By leveraging one or many of the use cases highlighted above, fund managers can focus on their investment strategy and alpha generation.

Keeping control

It’s worth noting that one of the biggest concerns about outsourcing trading often raised by management is that it could result in a loss of control or won’t deliver the performance needed. This couldn’t be further from reality. We have seen fund managers benefit from full transparency during the entire trade lifecycle, from the time the portfolio manager sends an order to the time the trade is executed – and having an experienced team of buy-side traders can result in deeper expertise and more refined processes. Far from a loss of control, outsourcing can provide access to a level of best practice and operational excellence that can be difficult to achieve with in-house resources. 

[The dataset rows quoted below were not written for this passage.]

PR #5085, opened 2022-11-07
Install test refactored

kraenhansen:
## What, How & Why?

This refactors the install tests to:
- Run on both Android and iOS (previously it was just on iOS)
- Run with the new RN architecture enabled and disabled
- Run with RN@latest and RN@next (in an attempt to catch bugs early)
- Run with both jsc and hermes enabled
- Run at 7AM CET every Monday (to help us prioritise any bug on the upcoming planning meeting)


.github/workflows/install-test-react-native.yml
```diff
@@ -6,63 +6,133 @@ on:
...
+                  "type": "section",
+                  "text": {
+                    "type": "mrkdwn",
+                    "text": "Install test *${{ needs.install.result }}*\n${{ github.server_url }}/${{ github.repository }}/actions/runs/${{ github.run_id }}"
+                  }
+                }
+              ]
+            }
+        env:
+          SLACK_WEBHOOK_URL: ${{ secrets.SLACK_TEST_WEBHOOK }}
```
kraenhansen, line 137: I will change this to "SLACK_TEAM_WEBHOOK" once it's merged.

takameyer:
Could we send the results of this test as a report in Slack?  Otherwise, we will forget to check this regularly.

.github/workflows/install-test-react-native.yml
takameyer: What channel will this show up in?

.github/workflows/install-test-react-native.yml
```diff
@@ -6,63 +6,133 @@ on:
...
+
+      - name: Install dependencies of the CLI
+        run: npm ci
+
+      - name: Initialize app
+        # Using "--skip-bundle-install" to let the setup-ruby action install the bundle
+        # Using "--skip-pod-install" to ensure it happens after setup-ruby has executed
+        run: npm run init -- --skip-bundle-install --skip-pod-install --realm-version ${{ matrix.realm-version }} --react-native-version ${{ matrix.react-native-version }} --engine ${{ matrix.engine }}
+
+      - name: CocoaPod cache
```
takameyer, line 80: We could skip this for non-ios platforms

.github/workflows/install-test-react-native.yml
```diff
@@ -6,63 +6,133 @@ on:
...
+        with:
+          # For posting a rich message using Block Kit
+          payload: |
+            {
+              "blocks": [
+                {
+                  "type": "section",
+                  "text": {
+                    "type": "mrkdwn",
+                    "text": "Install test *${{ needs.install.result }}*\n${{ github.server_url }}/${{ github.repository }}/actions/runs/${{ github.run_id }}"
```
takameyer, line 131: Is this enough information?  Would be great to see a table of the matrix and what passed or failed.

install-tests/react-native/patches/ccache-Podfile.patch
```diff
@@ -0,0 +1,18 @@
+--- app/ios/Podfile
++++ app/ios/Podfile
+@@ -39,5 +39,15 @@
+       :mac_catalyst_enabled => false
+     )
+     __apply_Xcode_12_5_M1_post_install_workaround(installer)
++    # Using ccache when building
++    installer.pods_project.targets.each do |target|
++      target.build_configurations.each do |config|
++        # Using the un-qualified names means you can swap in different implementations, for example ccache
```
takameyer, line 10: Where are we performing this swap?  Shouldn't there be a step somewhere to replace `clang` and `clang++` with a symbolic link to `ccache`?

install-tests/react-native/cli.ts
```diff
@@ -0,0 +1,263 @@
...
+      }
+
+      if (!skipBundleInstall) {
+        console.log(`Installing gem bundle (needed to pod-install for iOS)`);
+        exec("bundle", ["install"], { cwd: appPath });
+      }
+
+      if (!skipPodInstall) {
+        console.log(`Installing CocoaPods`);
+        exec("pod", ["install"], { cwd: path.resolve(appPath, "ios"), env });
```
takameyer, line 163: Maybe not an issue, but `npx pod-install` will automatically call `repo update` if this fails.

takameyer (approved):
Just a few clarifying questions and suggestions.  Nothing holding this back, except that it seems `realm-core` is being updated?

.github/workflows/install-test-react-native.yml
kraenhansen: `SLACK_TEST_WEBHOOK` goes to a private `#realm-js-bot-tests` channel and `SLACK_TEAM_WEBHOOK` goes to `#realm-js-team`.

.github/workflows/install-test-react-native.yml
kraenhansen: I think you're right .. I did try, but I can try a bit harder :)

install-tests/react-native/patches/ccache-Podfile.patch
kraenhansen: According to https://reactnative.dev/docs/build-speed#xcode-specific-setup this is enough to have XCode pick up the ccache executable if it's in the `PATH` and [that happens here](https://github.com/realm/realm-js/blob/kh/install-test-refactored/.github/workflows/install-test-react-native.yml#L62).

install-tests/react-native/cli.ts
kraenhansen: Let's add this for good measures then.

```suggestion
        // Use --no-repo-update to avoid updating the repo if the install fails
        exec("pod", ["install", "--no-repo-update"], { cwd: path.resolve(appPath, "ios"), env });
```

Selecting the right provider

As outsourcing continues to gain momentum and new players enter the market, the importance of selecting the right provider remains key. Proper due diligence on the breadth and depth of services on offer is critical. 

Key questions to ask include: How much operational support will there be? What is the pricing model?  What level of transparency, trade aggregation and reconciliation is provided by the outsourced trading solution?  How many traders do they have, and what level of buy-side experience do they possess? What is the breadth of the broker network and asset class coverage?  

Asking the right questions from the outset and getting the relationship right can go a long way to securing a mutually beneficial arrangement. A well-chosen provider becomes a true partner, fully integrating with your team and reflecting your values. They will be a valuable ally, strengthening operations and adding value, without sacrificing control or quality.

Think about the solutions that you need as opposed to the solutions being offered. This will ensure that the outsourced provider tailors the solution to fit your specific needs, aligned with your goals.